Link-Inked is a web application developed with Streamlit to automate fetching and displaying news headlines from designated URLs.

It enables users to select intriguing headlines, retrieve the full content of articles, and produce insightful comments aimed at professional networks such as LinkedIn.

The application leverages OLLAMA for GenAI functionality.


Diabetes Predictor: MOH

This proposal outlines a data-driven solution aimed at addressing the high lifetime risk of diabetes among Singaporeans, as reported by the Ministry of Health.

Utilizing healthcare data and predictive analytics, the solution employs classification algorithms and population health data to identify individuals at high risk of diabetes.

It offers diabetes risk assessments for early detection and targeted interventions. Additionally, it enhances individual nutritional decision-making by providing healthier food suggestions.

The technology stack includes TensorFlow, SVM, Neural Network, XGBoost, and Streamlit.
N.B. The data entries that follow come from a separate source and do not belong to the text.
PR #1315, opened 2022-07-07
fix(campaign builder): return nullable messaging services

ajohn25:
## Description
This changes the messaging services object to be null when the user is not an owner. This prevents a "FORBIDDEN" GraphQL error from being thrown.
## Motivation and Context
Users who were not owners couldn't load the campaign edit page, due to the "FORBIDDEN" GraphQL error that was in the response.

## How Has This Been Tested?
This has been tested locally.
## Checklist:

### DIFF
--- a/src/api/organization.ts
+++ b/src/api/organization.ts
@@ -112,7 +112,7 @@ export const schema = `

Data-Driven Marketing: Omega Watches

The challenge in branding and advertising is the effective application of data-driven methods to text-based communications, such as brand taglines and marketing slogans.

By utilizing natural language processing (NLP), marketing decisions can be made with greater confidence and objectivity.

Techniques like Random Forest, Naive Bayes, and web scraping, combined with the Streamlit platform, can analyze and optimize the effectiveness of marketing content, thereby improving strategic messaging and communication efforts.


HDB resale price predictor

The team at PropNex has developed a predictive model to estimate HDB resale values, catering specifically to first-time family applicants whose numbers have surged from 19,000 in 2018 to 34,000 in 2021.

This model, which utilizes Linear Regression, GridSearchCV, and Streamlit, helps clients find resale HDB units near preferred primary schools based on their unique family needs.

By minimizing guesswork, this data-driven tool enhances the transaction experience, providing agents with a significant value-add for their clients.


Weather & Construction Fatalities

This research addresses the impact of heat and other weather conditions on fatalities among construction workers, an issue that may be intensifying due to global warming.

Utilizing data analysis tools such as Pandas, NumPy, Seaborn, and Matplotlib, the study seeks to identify and quantify the correlation between specific weather conditions and the incidence of deaths in the construction sector.

This analysis aims to provide insights that could lead to better safety protocols and preventative measures.